With stem cells, what is the dominant pathway for repairing double-stranded breaks?

Answer 42

Homology-Directed Repair (HDR) pathways

Question 43

What are the types of stem cells?

Answer 43

Totipotent, unipotent, multipotent, pluripotent.

TUMP

Question 44

What do totipotent cells do?

Answer 44

They can give rise to all cell types, just like fertilized eggs.

Question 45

What do pluripotent cells do?

Answer 45

They can differentiate into almost every cell, but they cannot give rise to an entire, intact individual.

Question 46

What do multipotent cells do?

Answer 46

They differentiate into several cell types.

Question 47

What do unipotent cells do?

Answer 47

They are only able to differentiate into one cell type.

Question 48

Where would we find totipotent cells?

Answer 48

A fertilized egg is totipotent. They are able to give rise to an entire, intact individual.

Question 49

Where could we find pluripotent cells?

Answer 49

Embryonic stem cells (ES cells) are pluripotent. These are in the blastocyst, which floats around before implanting into the uterine wall to become the embryo and then the fetus.

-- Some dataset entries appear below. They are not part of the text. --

PR #3029, opened 2026-08-17
Skip einsum test_out_0d for NumPy older than 2.4.5

antonwolfy:
This guards `TestEinsum.test_out_0d` with `@testing.with_requires("numpy>=2.4.5")`.

The test compares `dpnp.einsum` against a reference `numpy.einsum` call that uses a 0-d `out` array with `optimize="optimal"`. That reference behavior only matches on NumPy 2.4.5 and newer, so the test is skipped on older NumPy versions to avoid spurious failures.

The test was introduced in #2987.


antonwolfy:
Superseded by #3030 (branch on the upstream repo instead of a fork).

PR #3031, opened 2026-08-17
Migrate conda packaging to rattler-build (v1 recipe format) for GitHub Actions CI

ekomarova:
### Summary
This PR adds rattler-build as the package-building tool for the Conda package GitHub Actions workflow, alongside a new `rattler_recipe.yaml` (v1 recipe schema) generated from the existing `meta.yaml`.

`meta.yaml` is left untouched and fully functional. This PR only changes what runs on GitHub Actions; it does not retire or replace the `conda-build` path.

### What changed

- `.github/workflows/conda-package.yml`: build steps now call rattler-build instead of conda-build

- `conda-recipe/rattler_recipe.yaml`: new file, the rattler-build (v1 schema) equivalent of `meta.yaml`. A handful of things had to be restructured because v1 format must always be valid plain YAML (no Jinja control-flow blocks)

- `environments/build_conda_pkg.yml`: no longer needed for use

### Why these specific changes were needed

- CONDA_BLD path — `rattler-build` outputs to `output/<platform>/` relative to the working directory by default, unlike `conda-build`'s $CONDA_PREFIX/conda-bld/

- `Compute version from git describe` step — `conda-build` runs `git describe` internally before rendering to populate GIT_DESCRIBE_TAG/GIT_DESCRIBE_NUMBER. `rattler-build` has no equivalent, so `rattler_recipe.yaml` now reads these via `env.get(...)`, and we compute + export them ourselves beforehand.

- RATTLER_CHANNELS array — `channels-list` includes `--override-channels`, which `rattler-build`'s CLI doesn't recognize, so it's stripped before use. Expanded into a bash array (instead of a bare $VAR) so each `-c <channel>` reaches `rattler-build` as a separate argument — also fixes a shellcheck SC2086 warning.

- Removed  usage of `conda-verify` — it's a conda-build-specific post-build checker; `rattler-build` validates internally, so it's no longer needed.

- Removed the two guard blocks and the `pyproject.toml` loop in `rattler_recipe.yaml` — v1 format must always be valid plain YAML, so Jinja control-flow ({% if %}/{% for %}) isn't supported. The version guard checks are dropped (an invalid override still fails to build, just via a less friendly solver error instead of a custom message), and the dependency list previously generated from `pyproject.toml's [build-system]` requires is now static — it needs manual updates if those requirements change.

- Added `tests: - script: ...` block — v1 schema requires an explicit test type; the old `test: requires:` block installed test deps without running anything, which isn't valid anymore. Added a minimal import/version smoke test
- Replace `miniconda` with `rattler-build` action in the build job — `rattler-build` is a standalone binary with no conda/Python dependency, so building conda packages with it doesn't need a full conda distribution on the runner. The installation takes about 1s


ekomarova:
@antonwolfy @ndgrigorian It looks like I've managed to stabilize GitHub CI, so please take a look at it when you have time. `rattler-build` wins in terms of build speed and dependency resolution

I would also consider getting rid of installing `miniconda` for `conda_package` test pipeline, since `rattler-build` is standalone and installed fairly quickly. According to my observations, all that `miniconda` is used for is indexing, searching, installation, and all this supports by `rattler` and `pixi`, so migrating the test part to a faster `rattler`/`pixi` also makes sense. But this is a separate task that I would not make part of this PR

conda-recipe/rattler_recipe.yaml
```diff
@@ -0,0 +1,121 @@
...
+      - python
+      # building with Intel DPC++ and do not import the MSVC runtime DLLs
+      - if: win
+        then: vc14_runtime
+      - if: win
+        then: ucrt
+
+tests:
+  - script:
+      - python -c "import dpnp; print(dpnp.__version__)"
```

Once, we have the fetus, embryonic germ cells (EG cells) are also pluripotent.

Question 50

Where would we find multipotent and unipotent cells?

Answer 50

They many types of adult stem cells are multipotent or unipotent.

Question 51

Where does blood come from?

Answer 51

Stem cells that are multipotent.

Question 52

How do stem cells become red blood cells?

Answer 52

A stem cell undergoes cellular division and then differentiation to become a red blood cell.

Question 53

What kind of multipotent stem cell will turn into a red blood cell?

Answer 53

A hematopoietic stem cell divides to become a hematopoietic progenitor before differentiating into a myeloid progenitor and then a red blood cell.

Question 54

In the 1980s, what 2 things did scientists determine in regards to Embryonic stem cells (ES cells)?

Answer 54

Scientists learned:
1) how to obtain and culture pluripotent ES cells in the lab.
2) how to introduce mutations into ES cells using homologous recombination.

Question 55

How could ES cells be using to introduce mutations?

Answer 55

Using homologous recombination, genes could be modified at their native chromosomal positions.

Question 56

T/F: People tried deriving ES cells from the embryos of other mammals including humans and were quite successful!

Answer 56

False, it was very difficult to do this and the cells obtained had issues.

Question 57

What did Shinya Yamakaka show in 2006?

Answer 57

We could convert adult cells into pluripotent stem cells by introducing four specific genes that encoded transcription factors.

Question 58

What are induced pluripotent stem cells (iPS cells or iPSCs)?

Answer 58

Pluripotent cells that were derived from adult cells.

Question 59

What kinds of cells can become induced pluripotent stem cells?

Answer 59

These cells can be generated directly from any adult cells that have a diploid nucleus.

Question 60

What was Yamakaka awarded the nobel prize for?

Answer 60

For the discovery that mature cells can be reprogrammed to become pluripotent.

Question 61

What did Yamakaka hypothesize?

Answer 61

He believed that genes important to embryonic stem cell function might be able to induce an embryonic state in adult cells.

Question 62

How did Yamaka identify the four genes?

Answer 62

He chose 24 genes important in embyronic stem cells and used retroviruses to deliver these genes to mouse fibroblasts. He then removed one gene at a time from the 24 and identified the 4 that were necessary to generate embryonic stem cell colonies.

Question 63

What were the 4 genes Yamaka identified?

Answer 63

Oct4, Sox2, cMyc, Klf4

Question 64

Why are iPS cells so important?

Answer 64

They represent a single source of cells that could be used to replace those lost to damage or disease.

Question 65

Why is it not currently feasible for us to create patient-matched embryonic stem cell lines?

Answer 65

Embryonic stem cells can only be derived from embryos. Thus, this isn’t feasible.

Question 66

Why would iPS cells be important for transplants?

Answer 66

They are an unlimited supply that could generate transplants without the risk of immune rejection.

Question 67

What are iPSCs being used for now?

Answer 67

They are being used in personalized drug discovery efforts and understanding the patient-specific basis of disease.